# REQUIREMENT
In the listing that follows, the range to quote begins at the line that has "This is pretty" and ends after the line that has "scottf: fixed"; quote it verbatim and add nothing.

============================================================

PR #579, opened 2022-03-09
msbuild: use TargetFrameworks exclusivley to fix overrides

caleblloyd:
Currently, mixing `<TargetFramework>` and `<TargetFrameworks>` means that when `Directory.Build.props` is merged, both keys can end up in the configuration, causing the following error on build on Linux:

```
Microsoft.PackageDependencyResolution.targets(267,5): error NETSDK1005: Assets file 'nats.net/src/NATS.Client/obj/project.assets.json' doesn't have a target for 'netcoreapp3.1'. Ensure that restore has run and that you have included 'netcoreapp3.1' in the TargetFrameworks for your project. [nats.net/src/NATS.Client/NATS.Client.csproj]
```

The solution is to only use `<TargetFrameworks>` so that overrides are always applied properly

### DIFF
--- a/src/Benchmarks/MicroBenchmarks/MicroBenchmarks.csproj
+++ b/src/Benchmarks/MicroBenchmarks/MicroBenchmarks.csproj
@@ -2,7 +2,7 @@
 
   <PropertyGroup>
     <OutputType>Exe</OutputType>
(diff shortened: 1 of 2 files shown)


caleblloyd:
This is pretty much the same change as #564  for a couple remaining instances of `<TargetFramework>`

tbeets:
LGTM

tbeets (approved):

PR #580, opened 2022-03-18
Js Multi Tool

scottf:
Ported to .NET. Also changed the Pull subscribe Fetch implementation based on behavior found while testing. The `JetStreamPullSubscription` class is the only library class that has changed. All other classes are non library projects.


src/Benchmarks/JsMultiConsumer/Consumer.cs
```diff
@@ -0,0 +1,51 @@
...
+                .BatchSize(100)
+                .MessageCount(100_000)
+                ;
+
+            a.PrintCommandLine();
+
+            Context ctx = new Context(a);
+
+            // Consumer sets up the stream for latency (non-normal) runs.
+            // Uncomment when
```
ColinSullivan1: ?

scottf: sorry checked this in unfinished. Am fixing

caleblloyd (approved):

PR #584, opened 2022-03-25
fixed kv key with dot as part of the key

scottf:
Same as [java Issue #621](https://github.com/nats-io/nats.java/issues/621)

### DIFF
--- a/src/NATS.Client/KeyValue/KeyValueUtil.cs
+++ b/src/NATS.Client/KeyValue/KeyValueUtil.cs
@@ -11,6 +11,7 @@
 // See the License for the specific language governing permissions and
 // limitations under the License.
 
+using System.Text;
 using NATS.Client.Internals;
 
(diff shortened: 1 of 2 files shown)


src/NATS.Client/KeyValue/KeyValueUtil.cs
```diff
@@ -73,7 +74,14 @@ internal class BucketAndKey {
         public BucketAndKey(string subject) {
             string[] split = subject.Split('.');
```
caleblloyd: I think this could work as-is with `subject.Split(new []{'.'}, 3)` to limit the split array size to 3 elements

scottf: fixed

caleblloyd (approved):

kozlovic (approved):
LGTM

PR #587, opened 2022-04-01
tune kv subscribe supported functions keys / history / purge

scottf:
1. refactor added CalculatedPending since needed in more than 1 place
2. better design of visitSubject which is used for methods keys / history / purge

### DIFF
--- a/src/NATS.Client/KeyValue/KeyValue.cs
+++ b/src/NATS.Client/KeyValue/KeyValue.cs
@@ -255,24 +255,29 @@ namespace NATS.Client.KeyValue
             IJetStreamPushSyncSubscription sub = js.PushSubscribeSync(subject, pso);
             try
             {
-                int timeout = 5000; // give plenty of time for the first. Also used to quit loop
-                while (timeout > 0)
+                bool lastTimedOut = false;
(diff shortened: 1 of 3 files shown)


src/NATS.Client/KeyValue/KeyValue.cs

============================================================

# THE ANSWER
This is pretty much the same change as #564  for a couple remaining instances of `<TargetFramework>`

tbeets:
LGTM

tbeets (approved):

PR #580, opened 2022-03-18
Js Multi Tool

scottf:
Ported to .NET. Also changed the Pull subscribe Fetch implementation based on behavior found while testing. The `JetStreamPullSubscription` class is the only library class that has changed. All other classes are non library projects.


src/Benchmarks/JsMultiConsumer/Consumer.cs
```diff
@@ -0,0 +1,51 @@
...
+                .BatchSize(100)
+                .MessageCount(100_000)
+                ;
+
+            a.PrintCommandLine();
+
+            Context ctx = new Context(a);
+
+            // Consumer sets up the stream for latency (non-normal) runs.
+            // Uncomment when
```
ColinSullivan1: ?

scottf: sorry checked this in unfinished. Am fixing

caleblloyd (approved):

PR #584, opened 2022-03-25
fixed kv key with dot as part of the key

scottf:
Same as [java Issue #621](https://github.com/nats-io/nats.java/issues/621)

### DIFF
--- a/src/NATS.Client/KeyValue/KeyValueUtil.cs
+++ b/src/NATS.Client/KeyValue/KeyValueUtil.cs
@@ -11,6 +11,7 @@
 // See the License for the specific language governing permissions and
 // limitations under the License.
 
+using System.Text;
 using NATS.Client.Internals;
 
(diff shortened: 1 of 2 files shown)


src/NATS.Client/KeyValue/KeyValueUtil.cs
```diff
@@ -73,7 +74,14 @@ internal class BucketAndKey {
         public BucketAndKey(string subject) {
             string[] split = subject.Split('.');
```
caleblloyd: I think this could work as-is with `subject.Split(new []{'.'}, 3)` to limit the split array size to 3 elements

scottf: fixed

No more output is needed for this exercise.